Глаза мужчины слегка приоткрылись, в них вспыхнуло удивление, но тут же погасло — не было сил. Он опять провалился в беспамятство. Всю ночь он бредил, что-то кричал и обливался потом, расшвыривал шкуры, которыми его укрывал Федор. Под утро успокоился и уснул. Федор тоже уснул прямо на земляном полу, уткнувшись головой в свернувшегося калачом Разбоя.
Яркие солнечные лучи, проникшие в полдень в избушку через небольшое окошко, затянутое бычьим пузырем, разбудили Федора. Разбой уже давно сбежал и мышковал поблизости от избушки. С хрустом в суставах потянувшись, Федор встал. Низкий потолок не давал ему, как раньше, распрямиться в полный рост. Его знакомец лежал с открытыми глазами, лоб покрывали крупные капли пота, но дыхание было ровным и спокойным. Склонившись над ним, Федор отер мокрой тряпицей его лоб, повернулся, чтобы отойти. Крепкая рука взяла его за запястье.
— Откель мое имя знаешь?
Федор без особого усилия освободил руку и, внимательно вглядываясь в лицо лежавшего, ответил:
— Давно это было, но помню, в селе нашем, в Рыбном, в кабаке заплатили вы мне за рыбу самородком.
— И ты запомнил мое имя?
— Обличье у вас, дядя, запоминающееся, и голос вспомнил. И вообще отец говаривал: «Доброе дело помнить надоть!»
— Правильный у тебя батя был, славно тогда погуляли, а тебя не помню. Мой отец говорил: «Сделал добро человеку — забудь, сделал зло — век помни». Помоги-ка, сесть хочу, совсем спина занемела.
Федор помог.
— Что ж, извини, не помню, как тебя звать, давай знакомиться. — Он протянул Федору руку.
Федор осторожно пожал огромную костлявую ладонь старателя, назвался:
— Федор Кулаков.
— Уже думал, Богу душу отдам здесь, да, видно, рано еще мне, не заслужил. Каким ветром тебя занесло, парень, сюда?
— Так это мое зимовье, наследственное, от отца, от дедов. Все Кулаковы здеся охотничали, соболя да белку промышляли. Пришел к зиме поправить избушку да кулемы подновить, а тут такое дело. Как, дядя Семен, полегче вам?

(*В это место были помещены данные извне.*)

PR #3178, opened 2019-03-31
Generate 9p Mount Tag on Bind Mount

jmstover:
Generate a random 6 alphabetic char 9p mount tag for all mounts that
are specified with the `-B` option. This means that a user can set
both `-B /tmp -B /var/tmp` and it will work as expected.

Previously `tmp` would have been used as the mount tag for both
of the bind mounts.

### DIFF
--- a/cmd/internal/cli/startvm_darwin.go
+++ b/cmd/internal/cli/startvm_darwin.go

— Слава богу, дышу да тебя слышу, водички дай. — Напившись, Семен прикрыл глаза. — Посплю я.
Трое суток Федор не отходил от больного, тот то просыпался, пил воду, то засыпал и спал непробудно. Только пару раз Федор смог заставить его проглотить несколько ложек мясного отвара, рябчиков между делом настрелял и варил их себе да Разбою на прокорм. Целой одежды на Семене практически не было. В клочья изодранная куртка и штаны из грубой ткани не поддавались починке, высокие кожаные бахолы огромного размера были целы. Когда Федор спросил Семена, где ж его так угораздило, тот только мотнул головой и отвернулся к стенке. Не спрашивая больше, Федор решил: захочет сам расскажет, чего пытать чужое горе. На четвертые сутки Семену стало значительно лучше, он поел и даже встал на ноги. Высокий, широкий в плечах, но страшно худой. Его от слабости качнуло. Опершись на Федора, Семен встал и вышел из избушки. Свежий таежный воздух пьянил. Семен сел на завалинку:
— Эх, закурить бы!
Федор протянул кисет с табаком:
— Закури.
— А чего ж ты молчал, что табак есть?
— Так не спрашивал.
— Я и не спрашивал. Вижу, не куришь, думал, не пристрастен ты к этой дурной забаве.
— Нельзя в зимовье табаком дымить, одежка пропахнет, зверь издали тебя чуять будет, не принято у нас. Вот на ветерке дыми себе.
— Ай, славно, — прокашлявшись после первой затяжки, прошептал Семен. — Аж в голову вдарило.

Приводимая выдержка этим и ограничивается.